Top of GIVEN ENTRIES
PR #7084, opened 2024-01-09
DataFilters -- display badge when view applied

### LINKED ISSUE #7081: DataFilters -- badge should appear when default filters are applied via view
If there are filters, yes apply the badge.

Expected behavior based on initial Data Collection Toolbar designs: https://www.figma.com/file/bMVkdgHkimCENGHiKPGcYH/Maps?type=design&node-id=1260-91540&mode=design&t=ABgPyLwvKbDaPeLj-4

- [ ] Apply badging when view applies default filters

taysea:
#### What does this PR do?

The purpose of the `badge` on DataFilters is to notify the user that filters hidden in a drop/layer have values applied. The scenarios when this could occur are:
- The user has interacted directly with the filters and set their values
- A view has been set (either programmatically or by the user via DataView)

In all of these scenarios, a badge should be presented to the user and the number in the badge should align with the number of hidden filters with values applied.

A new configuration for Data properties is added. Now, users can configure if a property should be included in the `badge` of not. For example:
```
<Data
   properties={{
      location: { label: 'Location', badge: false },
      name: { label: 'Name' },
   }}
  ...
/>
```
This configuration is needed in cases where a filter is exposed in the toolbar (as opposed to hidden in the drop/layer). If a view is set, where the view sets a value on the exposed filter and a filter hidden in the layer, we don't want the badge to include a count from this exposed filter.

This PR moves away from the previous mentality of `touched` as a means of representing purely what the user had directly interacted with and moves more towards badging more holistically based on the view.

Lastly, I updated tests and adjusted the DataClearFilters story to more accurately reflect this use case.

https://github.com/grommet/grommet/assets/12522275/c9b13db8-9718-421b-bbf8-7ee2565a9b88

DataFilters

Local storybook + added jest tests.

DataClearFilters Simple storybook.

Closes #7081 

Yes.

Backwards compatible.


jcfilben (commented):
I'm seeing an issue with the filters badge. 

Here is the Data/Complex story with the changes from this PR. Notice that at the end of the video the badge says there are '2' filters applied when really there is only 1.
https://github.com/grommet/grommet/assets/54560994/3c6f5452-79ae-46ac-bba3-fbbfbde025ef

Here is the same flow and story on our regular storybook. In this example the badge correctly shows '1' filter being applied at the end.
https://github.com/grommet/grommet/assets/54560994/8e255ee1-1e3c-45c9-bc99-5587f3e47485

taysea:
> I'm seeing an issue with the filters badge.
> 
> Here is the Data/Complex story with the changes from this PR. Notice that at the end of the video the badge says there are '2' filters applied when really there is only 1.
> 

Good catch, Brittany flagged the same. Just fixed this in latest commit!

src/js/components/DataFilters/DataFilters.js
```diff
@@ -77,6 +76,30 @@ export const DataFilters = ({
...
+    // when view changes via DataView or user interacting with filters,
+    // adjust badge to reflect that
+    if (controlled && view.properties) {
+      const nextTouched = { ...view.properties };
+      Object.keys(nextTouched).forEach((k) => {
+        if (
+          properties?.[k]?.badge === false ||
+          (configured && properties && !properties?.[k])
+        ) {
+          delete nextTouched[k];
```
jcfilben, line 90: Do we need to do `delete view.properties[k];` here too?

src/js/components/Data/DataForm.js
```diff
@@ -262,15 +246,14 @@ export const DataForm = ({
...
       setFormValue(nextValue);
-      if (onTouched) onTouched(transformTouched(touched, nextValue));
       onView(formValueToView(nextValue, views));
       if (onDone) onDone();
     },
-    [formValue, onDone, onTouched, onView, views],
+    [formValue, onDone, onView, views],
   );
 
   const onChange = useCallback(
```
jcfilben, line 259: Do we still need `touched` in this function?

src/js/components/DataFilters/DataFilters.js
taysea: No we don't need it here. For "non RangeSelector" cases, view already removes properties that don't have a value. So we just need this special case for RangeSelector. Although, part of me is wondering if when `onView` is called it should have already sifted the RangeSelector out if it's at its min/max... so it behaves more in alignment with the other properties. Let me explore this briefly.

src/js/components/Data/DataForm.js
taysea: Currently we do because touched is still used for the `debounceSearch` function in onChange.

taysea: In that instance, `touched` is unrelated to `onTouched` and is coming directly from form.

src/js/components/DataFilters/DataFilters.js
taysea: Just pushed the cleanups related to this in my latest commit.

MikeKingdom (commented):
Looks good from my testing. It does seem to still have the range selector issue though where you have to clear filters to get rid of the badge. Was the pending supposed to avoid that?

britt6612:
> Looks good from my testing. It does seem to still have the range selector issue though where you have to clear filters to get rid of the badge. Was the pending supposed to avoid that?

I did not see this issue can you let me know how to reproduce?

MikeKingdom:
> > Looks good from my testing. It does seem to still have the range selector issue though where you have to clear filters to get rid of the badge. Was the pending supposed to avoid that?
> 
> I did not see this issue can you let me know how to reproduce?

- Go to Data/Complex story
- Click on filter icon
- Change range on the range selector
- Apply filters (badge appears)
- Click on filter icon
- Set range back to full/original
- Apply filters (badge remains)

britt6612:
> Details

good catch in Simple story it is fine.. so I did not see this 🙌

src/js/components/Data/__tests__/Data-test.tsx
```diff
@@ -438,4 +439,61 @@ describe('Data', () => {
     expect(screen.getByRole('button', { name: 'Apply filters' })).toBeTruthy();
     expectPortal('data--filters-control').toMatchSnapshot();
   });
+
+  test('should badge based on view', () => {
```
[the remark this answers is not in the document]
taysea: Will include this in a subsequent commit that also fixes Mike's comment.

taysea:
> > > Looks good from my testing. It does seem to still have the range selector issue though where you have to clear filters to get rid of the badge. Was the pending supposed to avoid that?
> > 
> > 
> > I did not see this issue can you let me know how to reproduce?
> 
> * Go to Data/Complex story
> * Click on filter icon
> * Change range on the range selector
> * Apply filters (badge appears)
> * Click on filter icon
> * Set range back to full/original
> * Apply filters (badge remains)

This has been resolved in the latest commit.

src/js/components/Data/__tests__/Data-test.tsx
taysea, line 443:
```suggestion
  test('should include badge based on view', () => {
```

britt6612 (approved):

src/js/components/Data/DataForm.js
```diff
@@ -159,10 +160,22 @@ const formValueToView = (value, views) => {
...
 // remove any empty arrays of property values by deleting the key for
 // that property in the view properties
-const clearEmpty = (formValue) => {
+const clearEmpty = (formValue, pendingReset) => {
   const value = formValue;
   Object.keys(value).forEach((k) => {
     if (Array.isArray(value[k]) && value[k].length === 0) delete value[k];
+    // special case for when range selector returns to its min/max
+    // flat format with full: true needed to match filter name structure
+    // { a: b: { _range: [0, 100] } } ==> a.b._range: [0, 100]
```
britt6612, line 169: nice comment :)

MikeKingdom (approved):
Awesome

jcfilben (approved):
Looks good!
Bottom of GIVEN ENTRIES
Top of GIVEN ENTRIES
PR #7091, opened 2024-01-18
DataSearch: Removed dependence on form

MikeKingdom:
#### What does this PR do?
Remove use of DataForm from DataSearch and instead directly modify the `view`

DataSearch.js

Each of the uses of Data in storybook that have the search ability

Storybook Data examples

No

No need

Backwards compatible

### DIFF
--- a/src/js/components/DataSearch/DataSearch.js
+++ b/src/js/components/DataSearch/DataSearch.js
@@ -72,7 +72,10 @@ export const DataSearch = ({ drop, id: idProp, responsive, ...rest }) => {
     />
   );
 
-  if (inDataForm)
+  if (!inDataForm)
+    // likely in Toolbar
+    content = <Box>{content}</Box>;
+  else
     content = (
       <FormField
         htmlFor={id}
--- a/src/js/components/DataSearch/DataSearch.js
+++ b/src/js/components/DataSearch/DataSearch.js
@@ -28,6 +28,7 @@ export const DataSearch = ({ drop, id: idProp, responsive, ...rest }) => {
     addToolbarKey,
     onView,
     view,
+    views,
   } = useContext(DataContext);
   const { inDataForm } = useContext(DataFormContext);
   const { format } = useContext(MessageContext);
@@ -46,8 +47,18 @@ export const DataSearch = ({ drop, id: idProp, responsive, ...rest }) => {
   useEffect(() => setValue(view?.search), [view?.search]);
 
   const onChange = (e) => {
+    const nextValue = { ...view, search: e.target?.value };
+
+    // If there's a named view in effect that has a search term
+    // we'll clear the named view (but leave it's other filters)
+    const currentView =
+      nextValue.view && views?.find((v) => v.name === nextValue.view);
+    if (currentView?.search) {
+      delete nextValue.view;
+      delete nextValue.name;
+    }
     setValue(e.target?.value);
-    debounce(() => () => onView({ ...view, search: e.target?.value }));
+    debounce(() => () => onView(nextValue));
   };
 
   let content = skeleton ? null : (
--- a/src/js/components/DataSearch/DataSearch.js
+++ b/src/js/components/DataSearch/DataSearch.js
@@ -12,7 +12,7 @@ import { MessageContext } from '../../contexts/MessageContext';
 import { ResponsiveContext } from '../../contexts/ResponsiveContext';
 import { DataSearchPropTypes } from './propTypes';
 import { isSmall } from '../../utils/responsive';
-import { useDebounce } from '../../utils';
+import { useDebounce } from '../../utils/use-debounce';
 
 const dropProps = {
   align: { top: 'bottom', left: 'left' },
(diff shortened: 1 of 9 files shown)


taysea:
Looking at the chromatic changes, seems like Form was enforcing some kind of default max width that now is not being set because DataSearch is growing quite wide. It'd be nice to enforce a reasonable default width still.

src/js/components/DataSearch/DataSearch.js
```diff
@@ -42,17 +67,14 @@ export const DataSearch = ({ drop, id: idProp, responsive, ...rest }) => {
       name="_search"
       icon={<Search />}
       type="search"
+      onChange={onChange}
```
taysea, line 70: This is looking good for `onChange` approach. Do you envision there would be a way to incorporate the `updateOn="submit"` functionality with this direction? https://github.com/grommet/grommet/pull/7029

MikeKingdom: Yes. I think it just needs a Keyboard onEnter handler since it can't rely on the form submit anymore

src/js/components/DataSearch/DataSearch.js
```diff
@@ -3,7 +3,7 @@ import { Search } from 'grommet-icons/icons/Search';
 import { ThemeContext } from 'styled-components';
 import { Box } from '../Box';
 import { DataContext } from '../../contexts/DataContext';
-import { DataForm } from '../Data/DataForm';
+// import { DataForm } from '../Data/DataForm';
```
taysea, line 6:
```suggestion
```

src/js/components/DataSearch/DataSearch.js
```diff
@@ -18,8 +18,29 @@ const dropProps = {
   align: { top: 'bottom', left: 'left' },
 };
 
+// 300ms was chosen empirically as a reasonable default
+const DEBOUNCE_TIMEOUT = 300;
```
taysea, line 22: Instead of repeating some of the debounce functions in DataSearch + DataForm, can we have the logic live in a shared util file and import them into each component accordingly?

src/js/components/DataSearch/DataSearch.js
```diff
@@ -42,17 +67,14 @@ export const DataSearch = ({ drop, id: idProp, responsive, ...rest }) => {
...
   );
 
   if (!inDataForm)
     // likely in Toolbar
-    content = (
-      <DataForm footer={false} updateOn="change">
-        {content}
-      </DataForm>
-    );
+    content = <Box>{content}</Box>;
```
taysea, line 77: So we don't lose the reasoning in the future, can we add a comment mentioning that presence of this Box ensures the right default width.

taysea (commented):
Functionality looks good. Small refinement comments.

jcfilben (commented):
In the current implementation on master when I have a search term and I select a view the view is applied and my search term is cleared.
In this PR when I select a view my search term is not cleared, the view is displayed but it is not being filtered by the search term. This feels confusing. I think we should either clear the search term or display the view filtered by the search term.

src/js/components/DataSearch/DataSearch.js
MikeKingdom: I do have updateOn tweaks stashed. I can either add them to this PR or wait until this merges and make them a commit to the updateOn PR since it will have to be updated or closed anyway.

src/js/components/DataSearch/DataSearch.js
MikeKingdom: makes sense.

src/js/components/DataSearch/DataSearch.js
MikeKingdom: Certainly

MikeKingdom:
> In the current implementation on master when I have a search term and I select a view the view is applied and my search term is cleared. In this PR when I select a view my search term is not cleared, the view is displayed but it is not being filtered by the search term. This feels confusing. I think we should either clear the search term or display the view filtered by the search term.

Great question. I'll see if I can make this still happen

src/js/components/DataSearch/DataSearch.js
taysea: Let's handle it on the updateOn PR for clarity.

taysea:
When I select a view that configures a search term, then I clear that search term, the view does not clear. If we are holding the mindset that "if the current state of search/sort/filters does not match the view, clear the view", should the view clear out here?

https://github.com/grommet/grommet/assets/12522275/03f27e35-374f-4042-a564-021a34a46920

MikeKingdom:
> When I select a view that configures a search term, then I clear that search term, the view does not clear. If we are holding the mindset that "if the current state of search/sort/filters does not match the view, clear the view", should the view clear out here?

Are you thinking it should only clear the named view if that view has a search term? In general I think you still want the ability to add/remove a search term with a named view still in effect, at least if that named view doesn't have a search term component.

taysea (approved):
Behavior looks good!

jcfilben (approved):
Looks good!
Bottom of GIVEN ENTRIES
Top of GIVEN ENTRIES
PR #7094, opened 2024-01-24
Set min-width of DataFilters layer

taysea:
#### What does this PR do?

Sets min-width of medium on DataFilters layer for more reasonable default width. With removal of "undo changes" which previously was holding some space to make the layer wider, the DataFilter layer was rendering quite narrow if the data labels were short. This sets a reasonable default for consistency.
Bottom of GIVEN ENTRIES
# WHAT YOU NEED TO DO
Would you filter the records and copy out each line containing "video"?

# YOUR SOLUTION
Here is the Data/Complex story with the changes from this PR. Notice that at the end of the video the badge says there are '2' filters applied when really there is only 1.
> Here is the Data/Complex story with the changes from this PR. Notice that at the end of the video the badge says there are '2' filters applied when really there is only 1.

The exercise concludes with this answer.